PR #1185, opened 2026-08-25
OU-1344: Add granular permission checks

PeterYurkovich:
This PR looks to update the patternfly UI to use granular permission checks for each action attempting to be taken. It uses a new `usePersesDashboardAccess` to check permissions for the user to perform a verb within a namespace. It entirely removes the `api/v1/permissions` call to Perses. 

All permission checks are delayed until they must be performed. This means that any user can open the create button now, even though they may not be able to create a dashboard in any namespace. Instead the error message within the dialog will let them know they do not have permission for the action they are trying to take in the namespace they have selected. The item dropdown is now no longer fully disabled, as the clone action requires the user to select a namespace, and only then will the denial permission check be shown.

This is the first of a 3 part approach which can be viewed in the connected jira. While this implementation has some more jagged edges, it fixes the immediate issue of the permission api call timing out and enables users to use the UI even if they are met with permission error messages more than before

## Summary by CodeRabbit

- **New Features**
  - Added project-specific access checks for creating, importing, editing, duplicating, renaming, and deleting dashboards.
  - Dashboard workflows now provide clear access-denied guidance and appropriately enable or disable actions.
  - Dashboard navigation now uses the shared namespace selector.

- **Bug Fixes**
  - Viewable projects remain visible even when users cannot modify them.
  - Restricted actions are consistently denied or disabled across dashboard workflows.
  - Improved duplicate-name validation messaging.


web/src/features/perses-dashboards/hooks/usePersesDashboardAccess.ts
```diff
@@ -0,0 +1,15 @@
...
+  verb: DashboardVerb,
+  namespace: string | null = null,
+): [boolean, boolean] => {
+  return useAccessReview({
+    group: 'perses.dev',
+    resource: 'persesdashboards',
+    verb,
+    namespace,
+  });
+};
```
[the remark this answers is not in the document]
PeterYurkovich: useAccessCheck requires a cluster to query against, any unit test would just be validating strings get passed through functions and would be useless

web/src/features/perses-dashboards/components/DashboardCreateDialog.tsx
```diff
@@ -77,14 +68,19 @@ export const DashboardCreateDialog: FC<DashboardCreateDialogProps> = ({ isOpen,
     },
   });
 
+  // eslint-disable-next-line react-hooks/incompatible-library
+  const selectedProject = form.watch('projectName');
+  const [canCreate, checkingAccess] = usePersesDashboardAccess('create', selectedProject || null);
+  const createDenied = !!selectedProject && !checkingAccess && !canCreate;
```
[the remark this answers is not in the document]
PeterYurkovich: Tested through e2e test updates. No update needed

web/src/features/perses-dashboards/pages/dashboard-list-page/DashboardListFrame.tsx
```diff
@@ -1,17 +1,26 @@
...
+  const { perspective } = usePerspective();
+  const navigate = useNavigate();
+
   return (
     <>
-      <ProjectBar activeProject={activeProject} />
+      <NamespaceBar
+        onNamespaceChange={() => {
+          const url = `${getDashboardsListUrl(perspective)}`;
+          navigate(url);
```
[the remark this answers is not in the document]
PeterYurkovich: This page isn't available in the dev perspective, so migrating to the current page is fine

web/src/features/perses-dashboards/components/DashboardDialogHelpers.tsx
```diff
@@ -1,61 +1,75 @@
...
-    }
-    return editableProjects.map((project) => ({
+    return availableProjects.map((project) => ({
       name: project,
       value: project,
       content: project,
       children: project,
     }));
-  }, [editableProjects]);
+  }, [availableProjects]);
```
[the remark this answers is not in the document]
PeterYurkovich: Functionality is tested by e2e tests, not needed here

web/src/features/perses-dashboards/pages/dashboard-page/DashboardToolbar.tsx
```diff
@@ -38,59 +38,31 @@ export interface DashboardToolbarProps {
...
       sx={{ whiteSpace: 'nowrap', minWidth: 'auto' }}
       data-test={persesDashboardDataTestIDs.editDashboardButtonToolbar}
     >
-      {loading ? t('Loading...') : t('Edit')}
+      {updateLoading ? t('Loading...') : t('Edit')}
     </Button>
   );
 
-  if (disabled && !loading) {
+  if (!updateLoading && !updateLoading) {
```
jgbernalp:
```suggestion
  if (!canUpdate && !updateLoading) {
```

web/src/features/perses-dashboards/hooks/usePersesDashboardAccess.ts
```diff
@@ -0,0 +1,16 @@
...
+
+export const usePersesDashboardAccess = (
+  verb: DashboardVerb,
+  namespace: string | null = null,
+  enabled = true,
+): [boolean, boolean] => {
+  // set to {} when not enabled to prevent fetching access
+  const resourceAttributes: AccessReviewResourceAttributes = enabled
+    ? { group: 'perses.dev', resource: 'persesdashboards', verb, namespace }
+    : {};
```
jgbernalp: when enabled is false, would this generate a permission error, for users that have access, while the request is processing? Basically a flicker

web/src/features/perses-dashboards/pages/dashboard-list-page/DashboardList.tsx
```diff
@@ -54,26 +52,28 @@ const DashboardActionsCell = memo(
...
     onDuplicate: (dashboard: DashboardResource) => void;
     onDelete: (dashboard: DashboardResource) => void;
-    emptyActions: { title: string; onClick: () => void }[];
   }) => {
     const { t } = useTranslation(process.env.I18N_NAMESPACE);
 
-    const { permissionsLoading } = useEditableProjects();
-    const { canEdit } = usePersesEditPermissions(project);
-    const disabled = !canEdit;
+    const [canUpdate, updateChecking] = usePersesDashboardAccess('update', project);
```
jgbernalp: would this generate an access review request per row render? or is this component mounted only when the actions are expanded?

web/src/features/perses-dashboards/hooks/usePersesDashboardAccess.ts
PeterYurkovich: Yes, that is why each component handles the loading as well. We could change the default behavior to be true, but I think it's better to handle the access and loading in a custom way in each component, so that they can pass items into their different components. For example the `EditButton` in `DashboardToolbar.tsx` will show `Loading...` instead of allowed showing the button as enabled or disabled while the loading is occuring

web/src/features/perses-dashboards/pages/dashboard-page/DashboardToolbar.tsx
PeterYurkovich: Fixed

web/src/features/perses-dashboards/pages/dashboard-list-page/DashboardList.tsx
PeterYurkovich: Fixed

web/cypress/support/commands/coo-install-commands.ts
```diff
@@ -338,125 +338,48 @@ export const cooInstallUtils = {
...
-                cy.log(`${elapsed}ms - Force delete output: ${forceResult.stdout}`);
-                if (forceResult.code !== 0) {
-                  cy.log(
-                    `Force delete failed with exit code ${forceResult.code}: ${forceResult.stderr}`,
-                  );
+                  Cypress.log({
+                    name: 'cleanupCOONamespace',
+                    message: `${MCP.namespace} is successfully deleted.`,
+                  });
+                  return cy.wrap(true, { log: false });
```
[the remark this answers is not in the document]
PeterYurkovich: This is a fine assumption to make and won't be fixed

PeterYurkovich:
I'm pretty sure the failures are due to running the ACM tests. Should be resolved when #1221 merges and this is rebased on top of it

PeterYurkovich:
Perses tests are failing due to package upgrade, not a fault of this PR

PeterYurkovich:
/hold
Waiting for we approved to push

### Task:
Exactly as written, reproduce the whole listing.

### Result of this exercise:
PR #1185, opened 2026-08-25
OU-1344: Add granular permission checks

PeterYurkovich:
This PR looks to update the patternfly UI to use granular permission checks for each action attempting to be taken. It uses a new `usePersesDashboardAccess` to check permissions for the user to perform a verb within a namespace. It entirely removes the `api/v1/permissions` call to Perses. 

All permission checks are delayed until they must be performed. This means that any user can open the create button now, even though they may not be able to create a dashboard in any namespace. Instead the error message within the dialog will let them know they do not have permission for the action they are trying to take in the namespace they have selected. The item dropdown is now no longer fully disabled, as the clone action requires the user to select a namespace, and only then will the denial permission check be shown.

This is the first of a 3 part approach which can be viewed in the connected jira. While this implementation has some more jagged edges, it fixes the immediate issue of the permission api call timing out and enables users to use the UI even if they are met with permission error messages more than before

## Summary by CodeRabbit

- **New Features**
  - Added project-specific access checks for creating, importing, editing, duplicating, renaming, and deleting dashboards.
  - Dashboard workflows now provide clear access-denied guidance and appropriately enable or disable actions.
  - Dashboard navigation now uses the shared namespace selector.

- **Bug Fixes**
  - Viewable projects remain visible even when users cannot modify them.
  - Restricted actions are consistently denied or disabled across dashboard workflows.
  - Improved duplicate-name validation messaging.


web/src/features/perses-dashboards/hooks/usePersesDashboardAccess.ts
```diff
@@ -0,0 +1,15 @@
...
+  verb: DashboardVerb,
+  namespace: string | null = null,
+): [boolean, boolean] => {
+  return useAccessReview({
+    group: 'perses.dev',
+    resource: 'persesdashboards',
+    verb,
+    namespace,
+  });
+};
```
[the remark this answers is not in the document]
PeterYurkovich: useAccessCheck requires a cluster to query against, any unit test would just be validating strings get passed through functions and would be useless

web/src/features/perses-dashboards/components/DashboardCreateDialog.tsx
```diff
@@ -77,14 +68,19 @@ export const DashboardCreateDialog: FC<DashboardCreateDialogProps> = ({ isOpen,
     },
   });
 
+  // eslint-disable-next-line react-hooks/incompatible-library
+  const selectedProject = form.watch('projectName');
+  const [canCreate, checkingAccess] = usePersesDashboardAccess('create', selectedProject || null);
+  const createDenied = !!selectedProject && !checkingAccess && !canCreate;
```
[the remark this answers is not in the document]
PeterYurkovich: Tested through e2e test updates. No update needed

web/src/features/perses-dashboards/pages/dashboard-list-page/DashboardListFrame.tsx
```diff
@@ -1,17 +1,26 @@
...
+  const { perspective } = usePerspective();
+  const navigate = useNavigate();
+
   return (
     <>
-      <ProjectBar activeProject={activeProject} />
+      <NamespaceBar
+        onNamespaceChange={() => {
+          const url = `${getDashboardsListUrl(perspective)}`;
+          navigate(url);
```
[the remark this answers is not in the document]
PeterYurkovich: This page isn't available in the dev perspective, so migrating to the current page is fine

web/src/features/perses-dashboards/components/DashboardDialogHelpers.tsx
```diff
@@ -1,61 +1,75 @@
...
-    }
-    return editableProjects.map((project) => ({
+    return availableProjects.map((project) => ({
       name: project,
       value: project,
       content: project,
       children: project,
     }));
-  }, [editableProjects]);
+  }, [availableProjects]);
```
[the remark this answers is not in the document]
PeterYurkovich: Functionality is tested by e2e tests, not needed here

web/src/features/perses-dashboards/pages/dashboard-page/DashboardToolbar.tsx
```diff
@@ -38,59 +38,31 @@ export interface DashboardToolbarProps {
...
       sx={{ whiteSpace: 'nowrap', minWidth: 'auto' }}
       data-test={persesDashboardDataTestIDs.editDashboardButtonToolbar}
     >
-      {loading ? t('Loading...') : t('Edit')}
+      {updateLoading ? t('Loading...') : t('Edit')}
     </Button>
   );
 
-  if (disabled && !loading) {
+  if (!updateLoading && !updateLoading) {
```
jgbernalp:
```suggestion
  if (!canUpdate && !updateLoading) {
```

web/src/features/perses-dashboards/hooks/usePersesDashboardAccess.ts
```diff
@@ -0,0 +1,16 @@
...
+
+export const usePersesDashboardAccess = (
+  verb: DashboardVerb,
+  namespace: string | null = null,
+  enabled = true,
+): [boolean, boolean] => {
+  // set to {} when not enabled to prevent fetching access
+  const resourceAttributes: AccessReviewResourceAttributes = enabled
+    ? { group: 'perses.dev', resource: 'persesdashboards', verb, namespace }
+    : {};
```
jgbernalp: when enabled is false, would this generate a permission error, for users that have access, while the request is processing? Basically a flicker

web/src/features/perses-dashboards/pages/dashboard-list-page/DashboardList.tsx
```diff
@@ -54,26 +52,28 @@ const DashboardActionsCell = memo(
...
     onDuplicate: (dashboard: DashboardResource) => void;
     onDelete: (dashboard: DashboardResource) => void;
-    emptyActions: { title: string; onClick: () => void }[];
   }) => {
     const { t } = useTranslation(process.env.I18N_NAMESPACE);
 
-    const { permissionsLoading } = useEditableProjects();
-    const { canEdit } = usePersesEditPermissions(project);
-    const disabled = !canEdit;
+    const [canUpdate, updateChecking] = usePersesDashboardAccess('update', project);
```
jgbernalp: would this generate an access review request per row render? or is this component mounted only when the actions are expanded?

web/src/features/perses-dashboards/hooks/usePersesDashboardAccess.ts
PeterYurkovich: Yes, that is why each component handles the loading as well. We could change the default behavior to be true, but I think it's better to handle the access and loading in a custom way in each component, so that they can pass items into their different components. For example the `EditButton` in `DashboardToolbar.tsx` will show `Loading...` instead of allowed showing the button as enabled or disabled while the loading is occuring

web/src/features/perses-dashboards/pages/dashboard-page/DashboardToolbar.tsx
PeterYurkovich: Fixed

web/src/features/perses-dashboards/pages/dashboard-list-page/DashboardList.tsx
PeterYurkovich: Fixed

web/cypress/support/commands/coo-install-commands.ts
```diff
@@ -338,125 +338,48 @@ export const cooInstallUtils = {
...
-                cy.log(`${elapsed}ms - Force delete output: ${forceResult.stdout}`);
-                if (forceResult.code !== 0) {
-                  cy.log(
-                    `Force delete failed with exit code ${forceResult.code}: ${forceResult.stderr}`,
-                  );
+                  Cypress.log({
+                    name: 'cleanupCOONamespace',
+                    message: `${MCP.namespace} is successfully deleted.`,
+                  });
+                  return cy.wrap(true, { log: false });
```
[the remark this answers is not in the document]
PeterYurkovich: This is a fine assumption to make and won't be fixed

PeterYurkovich:
I'm pretty sure the failures are due to running the ACM tests. Should be resolved when #1221 merges and this is rebased on top of it

PeterYurkovich:
Perses tests are failing due to package upgrade, not a fault of this PR

PeterYurkovich:
/hold
Waiting for we approved to push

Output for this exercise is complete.